══ SUPPLIED DATA ══

PR #33, opened 2018-05-30
DM-13835: Cannot ingest empty data

kfindeisen:
This PR changes the behavior of `DatasetIngestTask`'s private methods from crashing to raising a specific exception. It also adds a unit test that could not be implemented because of this bug (at least, not while we were still using `testdata_decam`).

### DIFF
--- a/python/lsst/ap/verify/ingestion.py
+++ b/python/lsst/ap/verify/ingestion.py
@@ -438,7 +438,11 @@ def _runIngestTask(task, args):
         The command-line arguments for ``task``. Must be compatible with ``task.ArgumentParser``.
     """
     argumentParser = task.ArgumentParser(name=task.getName())
-    parsedCmd = argumentParser.parse_args(config=task.config, args=args)
+    try:
+        parsedCmd = argumentParser.parse_args(config=task.config, args=args)
+    except SystemExit as e:
+        # SystemExit is not an appropriate response when the arguments aren't user-supplied
+        raise ValueError("Invalid ingestion arguments: %s" % args) from e
     task.run(parsedCmd)
 
 
--- a/python/lsst/ap/verify/ingestion.py
+++ b/python/lsst/ap/verify/ingestion.py
@@ -31,6 +31,7 @@ __all__ = ["DatasetIngestConfig", "ingestDataset"]
 
 import fnmatch
 import os
+import pathlib
 import tarfile
 from glob import glob
 import sqlite3
@@ -166,10 +167,8 @@ class DatasetIngestTask(pipeBase.Task):
             ``obs`` package as this task's subtasks.
         """
         dataset.makeCompatibleRepo(workspace.dataRepo)
-        if not os.path.isdir(workspace.calibRepo):
-            os.mkdir(workspace.calibRepo)
-        if not os.path.isdir(workspace.templateRepo):
-            os.mkdir(workspace.templateRepo)
+        pathlib.Path(workspace.calibRepo).mkdir(parents=True, exist_ok=True)
+        pathlib.Path(workspace.templateRepo).mkdir(parents=True, exist_ok=True)
 
     def _ingestRaws(self, dataset, workspace):
         """Ingest the science data for use by LSST.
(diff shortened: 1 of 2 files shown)


python/lsst/ap/verify/ingestion.py
```diff
@@ -184,14 +184,22 @@ def _ingestRaws(self, dataset, workspace):
             The dataset on which the pipeline will be run.
         workspace : `lsst.ap.verify.workspace.Workspace`
             The location containing all ingestion repositories.
+
+        Raises
+        ------
+        RuntimeError
+            Raised if there are no files to ingest.
```
parejkoj: Thanks for documenting this. We need more docstrings that call out known exceptions.

python/lsst/ap/verify/ingestion.py
```diff
@@ -207,7 +215,15 @@ def _doIngest(self, repo, dataFiles, badFiles):
...
             A list of filenames to exclude from ingestion. Must not contain paths.
             May contain wildcards.
+
+        Raises
+        ------
+        RuntimeError
+            Raised if ``dataFiles`` is empty.
         """
+        if not dataFiles:
+            raise RuntimeError("No raw files to ingest.")
```
parejkoj: Maybe be a little more explicit here, to help with debugging: `"No raw files to ingest; dataFiles is %s."%dataFiles`

python/lsst/ap/verify/ingestion.py
```diff
@@ -256,7 +280,15 @@ def _doIngestCalibs(self, repo, calibRepo, calibDataFiles):
...
             but may include flats, biases, darks, fringes, or sky. May contain
             wildcards.
+
+        Raises
+        ------
+        RuntimeError
+            Raised if ``calibDataFiles`` is empty.
         """
+        if not calibDataFiles:
+            raise RuntimeError("No calib files to ingest.")
```
parejkoj: As above, please include `calibDataFiles` in the raised string.

python/lsst/ap/verify/ingestion.py
```diff
@@ -307,12 +344,21 @@ def _doIngestDefects(self, repo, calibRepo, defectTarball):
...
         """
         # TODO: clean up implementation after DM-5467 resolved
         defectDir = os.path.join(calibRepo, "defects")
-        if not os.path.isdir(defectDir):
-            os.mkdir(defectDir)
-        tarfile.open(defectTarball, "r").extractall(defectDir)
+        with tarfile.open(defectTarball, "r") as opened:
+            if opened.getNames():
+                if not os.path.isdir(defectDir):
+                    os.mkdir(defectDir)
```
parejkoj: Maybe use pathlib here in place of `if exist: mkdir`, to avoid `os.mkdir` race conditions on parallel ingest:

`pathlib.Path(defectDir).mkdir(parents=True, exist_ok=True) `

https://stackoverflow.com/a/14364249
https://docs.python.org/3/library/pathlib.html#pathlib.Path.mkdir

tests/test_ingestion.py
```diff
@@ -122,34 +127,43 @@ def testDataIngest(self):
...
+        badFiles = ['raw_v2_fg.fits.gz']
+
+        testDir = os.path.join(IngestionTestSuite.testData, 'raw')
+        files = [os.path.join(testDir, datum['file']) for datum in IngestionTestSuite.rawData]
+        self._task._doIngest(self._repo, files, badFiles)
+
+        butler = self._rawButler()
+        for datum in IngestionTestSuite.rawData:
+            dataId = {'visit': datum['visit']}
+            self.assertEqual(butler.datasetExists('raw', dataId), datum['file'] not in badFiles)
```
parejkoj: Ooog. I'm not too keen on this syntax (it was hard for me to parse), but I'm not sure of a better approach given the butler methods that exist.

python/lsst/ap/verify/ingestion.py
kfindeisen: The `if` statement guarantees that won't display anything interesting.

tests/test_ingestion.py
kfindeisen: I could do the approach of `if in badFiles: self.assertFalse(...) else: self.assertTrue(...)`, but I'd find that ickier.

python/lsst/ap/verify/ingestion.py
kfindeisen: I'm not sure parallel ingestion is possible, but your solution is more elegant.

python/lsst/ap/verify/ingestion.py
parejkoj: `dataFiles` could be `None`, `False`, `[]`, `()`, `{}`, `''`. It might be informative to know which of those it was.

kfindeisen: Ugh, weakly typed languages. 😞 I'll write it with `%r`, then.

═══

● TASK DESCRIPTION
Scan the entries above for the word "butler". Report the lines that hold it.

● RESPONSE TO THE TASK
+        butler = self._rawButler()
+            self.assertEqual(butler.datasetExists('raw', dataId), datum['file'] not in badFiles)
parejkoj: Ooog. I'm not too keen on this syntax (it was hard for me to parse), but I'm not sure of a better approach given the butler methods that exist.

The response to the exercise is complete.